PR #4712, opened 2022-02-22
Fix file is deleted but property still references deleted file if filename mismatches.

hasyirin:

No, I did not create any discussion about it.

Yes: fix-remove-upload

No

I need to explore how to code tests first...

If we were to trigger the upload:remove event to a property with a different filename, the file is deleted however it is still being referenced. This will throw exceptions if we were to use the value.

I'm still not sure whether it's better to match both property name and filename as my PR or ignore filename entirely if it's a single file.

Thanks for contributing! 🙌

### DIFF
--- a/src/WithFileUploads.php
+++ b/src/WithFileUploads.php
@@ -87,12 +87,12 @@ trait WithFileUploads
 
                 return true;
             })));
-        } elseif ($uploads instanceof TemporaryUploadedFile) {
+        } elseif ($uploads instanceof TemporaryUploadedFile && $uploads->getFilename() === $tmpFilename) {
             $uploads->delete();
 
             $this->emit('upload:removed', $name, $tmpFilename)->self();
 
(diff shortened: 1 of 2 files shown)


joshhanley:
@AhrimFakhriy thanks for the PR! Can you please add tests? Thanks!

AhrimFakhriy:
@joshhanley Hi, I added a test. Still not sure whether to ignore the filename or ensure filename matches when removing a single file property.

joshhanley:
@AhrimFakhriy tests were failing due to an unrelated error. I have merged master in and will run the tests again.

AhrimFakhriy:
That’s odd. Another failed test that I dont think is related?

joshhanley:
@AhrimFakhriy ah yeah we have some flaky tests which fail in CI sometimes. If you have a look you can see a few test suites have actually passed, so that's generally what we look for, so all should be good!

calebporzio:
Looks great and makes sense. Thanks!

PR #4722, opened 2022-02-24
Dont override route when defined

eric-hansen:

I did create a discussion, and submitted a previous PR which I addressed the feedback here (#4699 )

Yup

Nope

Yup

See discussion #4698 and previously mentioned PR.

Thanks for contributing! 🙌


joshhanley:
@eric-hansen thanks for the PR!

I've triggered test to run but there seems to be an issue with compatibility in PHP 7.3. Can you have a look at it?

Also there is an unrelated issue on master causing other tests to fail that has been fixed, so if you could merge master in while you are at it, that'd be great!

Thanks!

eric-hansen:
@joshhanley sure thing, I fixed the error for that (thought arrow funcs were in 7.0+ but guess it was later).  I also merged in the latest master as of current.

joshhanley:
@eric-hansen thanks! I've triggered the tests to run

eric-hansen:
@joshhanley I'm kind of wondering if the failed jobs are even related to my change.  But if you feel it is then I hope we can figure out a way for me to properly run the GitHub actions or something to properly ensure they are fixed.

I don't really use GitHub Actions myself so not super familiar with being able to trigger them or anything.  But it seems like I can't run them on my repository (probably due to the `on` structure set).

joshhanley:
@eric-hansen normally we do have the odd flaky test, but if a couple of the suites pass then it generally all good.

But it looks like there is an issue possibly with your PR as this test is consistently failing.

image

Have you checked out our [contribution guide](https://laravel-livewire.com/docs/2.x/contribution-guide) and are you able to run the tests locally? They should all pass locally first.

Regarding GitHub actions, tests will get triggered to run automatically, unless you are a first time contributor (haven't had a PR merged), in which case maintainers need to manually trigger the tests to run for you.

calebporzio:
Thanks for the contribution, going to close it however. You should be able to accomplish what you want by instead of retrieving the request parameters through the request helper, you can access them through mount parameters and access like so: `Livewire::test(ShowFoo::class, ['foo' => 'bar'])`

Hope that helps, thanks!

eric-hansen:
If the component isn't storing the route parameter as a property then that doesn't work.  I.e.: if I want to get the `client_id` param from the route simply to get the full `Client` object and store the `Client` object as a property, passing the ID in the way you describe still leads to the business logic failing.

PR #4765, opened 2022-03-05
Allow dispatching CustomEvent with falsy value

adriaanzon:
It relates to #4617. It's not a fix for using `$dispatch('input', null)`, but at least it allows you to dispatch other falsy values such as `''`, `0` or `false`. I don't know a fix for `$dispatch('input', null)`, because you would have to distinguish the CustomEvent from the one Safari sends, where the value of `e.detail` is also `null`.

Yes

No

Yes

See my demo of the problem in the original post of #4617.


joshhanley:
@adriaanzon thanks for the PR! I've triggered the tests to run

adriaanzon:
The tests were failing. I saw some fixes for the test suite on the master branch so I have rebased my changes.

joshhanley:
@adriaanzon thanks! I have triggered them again

calebporzio:
Thanks! Makes sense!

PR #4772, opened 2022-03-08
Add logic for echo presence listen channel #3071

davidpiesse:
This PR allows for using the Listen event within an Echo presence channel.

@joshhanley this is for you ! :) 

The syntax now is:
```php
"echo-presence:presence-ping,PresencePong" => 'presencePong', //listen
// And the others that stay the same
"echo-presence:presence-ping,here" => 'presencePong', //here
"echo-presence:presence-ping,joining" => 'presencePong', //joining
"echo-presence:presence-ping,leaving" => 'presencePong', //leaving
```

The code now checks if the event name is one of the reserved three (here, joining, listening) and if not uses the value as the event name (usually the Events class name).

This should fix #3071 and the related issues and discussions.

If merged in I will then update the docs repo with the new syntax and improve the examples.

Sorry if I built / updated things wrong in the PR


joshhanley:
@davidpiesse thanks for the PR! I will pull it down when I get the chance and test it out 🙂

calebporzio:
This is perfect, thanks @davidpiesse!

PR #4593, opened 2022-01-30
fix exception in dynamic listener

mahdi4187:
fix undefined array key in dynamic listener

Review the contribution guide first at: https://laravel-livewire.com/docs/2.x/contribution-guide

1️⃣ Is this something that is wanted/needed? Did you create a discussion about it first?

2️⃣ Did you create a branch for your fix/feature? (Master branch PR's will be closed)

3️⃣ Does it contain multiple, unrelated changes? Please separate the PRs out.

4️⃣ Does it include tests? (Required, where possible)

5️⃣ Please include a thorough description (including small code snippets if possible) of the improvement and reasons why it's useful.

Thanks for contributing! 🙌

PR #4778, opened 2022-03-08
Support dynamic listeners

silnarm:

There exist previous discussions (#3056 & #3116) and two previous PRs (#2427 & #4593).
One of those PRs is still open, and perhaps I am jumping the gun here, but it has been a little while and looks like it is going the way of the other one.

Y.

N.

Y.

Adds support for dynamic component listeners. 
The previous two PRs (mentioned above) attempt to treat the worst symptom by ignoring an error condition on the server side.
This one fixes the actual problem, by adding support for listeners being added/removed after the initial render, so the frontend doesn't send any message if you emit an event that is no longer being listened for, and the fontend will send a message if you emit an event that is now being listened for, but wasn't on the initial render.

Thanks for contributing! 🙌


joshhanley:
@silnarm thanks for the PR! I've triggered the tests to run.

Don't worry about the other open PR, I don't suspect they will be finishing it as requested, so happy to go with your implementation.

Can you fix up your code so that all the docblock type hints and unused imports are not removed as well as the `component.initialised` listener, so that way this PR is only your additions?

Also not sure why `scrollTo` was removed, please add that back in. If it's unused, can you move that to a seperate PR?

Thanks!

silnarm:
Hi @joshhanley,

Re: scrollTo, removing things that the IDE says are unused in a dynamic language like PHP is of course not wise, the fact that it was calling `scrollTo` on an imaginary `browser` property was what caught my eye, because `$this` is a Browser object, which has no such prop. It does have a `scrollTo()` though, and being macros, that can't be overridden here, so it is inaccessible as well as erroneous.

You are most correct in that it has nothing to do with this PR though, will fix that up (and the other removals), and fix up that silly assert that was always going to fail with different PHP versions.

I am also intending to add a test for embedded components, hence the draft status.

Cheers.

joshhanley:
@silnarm no worries, thanks for fixing it up!

Have triggered the tests 🙂

calebporzio:
Here are my two hesitations with this:
1) This will send the full list of component listeners in every single Livewire response for that component. No other effect currently does this. (thinking specifically about payload size affecting speed)
2) Even though people might assume Livewire handles this by default, it currently doesn't and by supporting this, we are forced to keep that functionality in future versions - which could pose problems if we choose a different front-end listener strategy.

Thanks for the contribution, however for now I'm going close this.

PR #4803, opened 2022-03-14
[2.x] Add support for nested `$wire` property updates

ryangjchandler:

No discussion, but I've been wanting this myself for a little while now.

Yes.

No.

Rudimentary - will be expanded once I've received approval for continuation from maintainers.

At the time of writing this, there are multiple ways to interact with a Livewire component from JavaScript (specifically Alpine.js):

- You can use the `@entangle` directive to store a mutable copy of a Livewire property on an Alpine.js component and interact with the "local" data property.
- You can choose to use `$wire.entangle()` instead of the Blade directive. This is generally more consistent with regular Alpine.js usage since it involves zero server-side processing.
- You can use `$wire` like an object to retrieve properties on your Livewire component.

The first 2 options in the list allow you to mutate data from Alpine with ease, but if you have a few mutable properties you end up with an odd mixture of Alpine.js state as well as Livewire state that requires continuity.

The 3rd option in the list also supports mutating data but only on the top-level, i.e. `$wire.foo = 'bar'` will work perfectly, but `$wire.foo.bar = 'baz'` will not.

I'm opening this PR now to see how much interest there is in supporting deeply-reactive `$wire` property access and mutation through the use of recursive `Proxy` objects.

The code in this PR so far implements a rough working version, as well as a very simple test (replicates my local testing scenario).

With these changes, you're able to use `$wire` to modify nested properties and array keys from Alpine.js which is great for usage with `x-model`, `x-bind:y`, etc.

If there is enough interest and a nod from maintainers, I'll get this to a merge-ready state. Thanks for reading, sorry for the essay! 😬

> **EDIT (2022-03-14)** - I think it's worth noting that these changes shouldn't introduce any breaking changes since `Proxy` objects are transparent and typical `typeof` checks or `Array.isArray` checks still return the same value.


joshhanley:
@ryangjchandler I think that this is a nice addition! We can currently use `$wire.set('foo.bar') = 'baz'` to set nested properties values anyway, so this is essentially just syntactic sugar!

ryangjchandler:
@joshhanley Is it correct that workflows/tests are failing on `master` btw?

joshhanley:
@ryangjchandler I've run the tests again, and there is something strange going on with your new test in older php versions

image

ryangjchandler:
Hm, this is strange since I haven't touched anything PHP related besides the tests... maybe I need to add a longer delay between updating the inputs and making assertions.

joshhanley:
@ryangjchandler maybe try using `->waitForLivewire()` instead of the pause like `->waitForLivewire()->type('@foo-input', 'car')`

ryangjchandler:
@joshhanley Ah, good shout. Think I nabbed the delay from another test, will update now!

calebporzio:
Hey @ryangjchandler, yeah, I see the need for something this.

My main hesitancy is the maintenance overhead involved in introducing a recursive proxy into the codebase.

My vision for v3 is to have an actual Alpine reactive object to represent the state of each component. This way when that data is changed everything just reacts. And when you change that data, Livewire reacts with the proper network requests.

That is the perfect world to me.

Doing something like this in the meantime might be helpful, but I just want to make sure merging this doesn't spawn many future issues with that part of the codebase.

Thoughts either of you?

ryangjchandler:
@calebporzio I can't think of an easier way to do this without a recursive proxy (until Alpine.reactive and interceptors can be used). 

Do you have a timeline for Alpine in the package core? I know @joshhanley has been working on using Morph, but I imagine using Alpine itself will be a v3.x thing since there's likely breaking changes.

joshhanley:
Hmm yeah I have run into this before a few times. I can see the potential issue of maintaining the recursive proxy. Maybe there might be a way to use an object which represents the property data that has a setter on it, but each layer would need to be that object, so then you may as well just use the proxy.

Yeah using Alpine will be V3, not sure what the timeline is on that. Morph has had to be pushed back to V3 due to breaking changes.

calebporzio:
Ok, I've thought about this and I think I want to hold off on it for this version. I hope to solve this in v3, but I'd say for these deeper cases, just stick with `$wire.set()` for now. Thanks for the contribution!

ryangjchandler:
Shame, will look forward to a more consistent API in v3. Thanks!

PR #5889, opened 2023-07-22
[V3] Add morph failing test for nested children with empty divs

joshhanley:
Currently, if there are some empty divs in a parent component, when a network request happens on the parent component, it breaks the child component. See error below

image

This PR adds a failing test, that only seems to fail intermittently with the browser test, but if you put a `->tinker()` in and interact with the refresh button a couple of times, you will see the above error.

It seems like this is a morph issue.

Related discussions #5860, #5935, #5960


devajmeireles:
> Currently, if there are some empty divs in a parent component, when a network request happens on the parent component, it breaks the child component. See error below
> 
> image
> This PR adds a failing test, that only seems to fail intermittently with the browser test, but if you put a `->tinker()` in and interact with the refresh button a couple of times, you will see the above error.
> 
> It seems like this is a morph issue.
> 
> Related discussion #5860

Awesome! One of my friend report me this issue, @luanfreitasdev

joshhanley:
@edalzell FYI this is still failing after the latest morph changes. So will have to dig further to find out what is going on.

joshhanley:
@edalzell FYI this is still failing after the latest morph changes. So will have to dig further to find out what is going on.

joshhanley:
So digging further into this issue, the problem related to morph's forward lookup https://github.com/alpinejs/alpine/blob/69c640f9231933d77b304c3f0bbdcc16524cbdc5/packages/morph/src/morph.js#L221-L235

Currently, what is happening is, as there are two empty `<div>`s in the test, morph is iterating through the "to" elements and finding the later empty div, and moving it to next to the currently morphing `<div>`.

This seems to then throw out the look up for the child component, so its element is currently being rebuilt - rather than moved - so all Livewire state is being wiped.

Hence then the snapshot error is occurring as Livewire is trying to initialise that component when there isn't any data to initialise it with.

Not sure exactly how to fix it though.

calebporzio:
Digging into this now

calebporzio:
Found the issue - the lookahead was being triggered against every element in the list, not just elements that are different.

I added a check so the lookahead is only triggered if the elements being compared are different in some way.

I think there are probably deeper issues with the lookahead algorithm, but we'll take these one at a time.

Thanks for the research and the failing test!

edalzell:
https://media.giphy.com/media/jDF4mCLDsBe1i/giphy.gif

luanfreitasdev:
wow that fixed the problem 🫶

- **Exercise requirements**
In the entries above, the lines from the one bearing "PR #4593, opened 2022-01-30" up to and including the one bearing "2️⃣ Did you" should be transcribed exactly; no other line is wanted.

- **Your solution**
PR #4593, opened 2022-01-30
fix exception in dynamic listener

mahdi4187:
fix undefined array key in dynamic listener

Review the contribution guide first at: https://laravel-livewire.com/docs/2.x/contribution-guide

1️⃣ Is this something that is wanted/needed? Did you create a discussion about it first?

2️⃣ Did you create a branch for your fix/feature? (Master branch PR's will be closed)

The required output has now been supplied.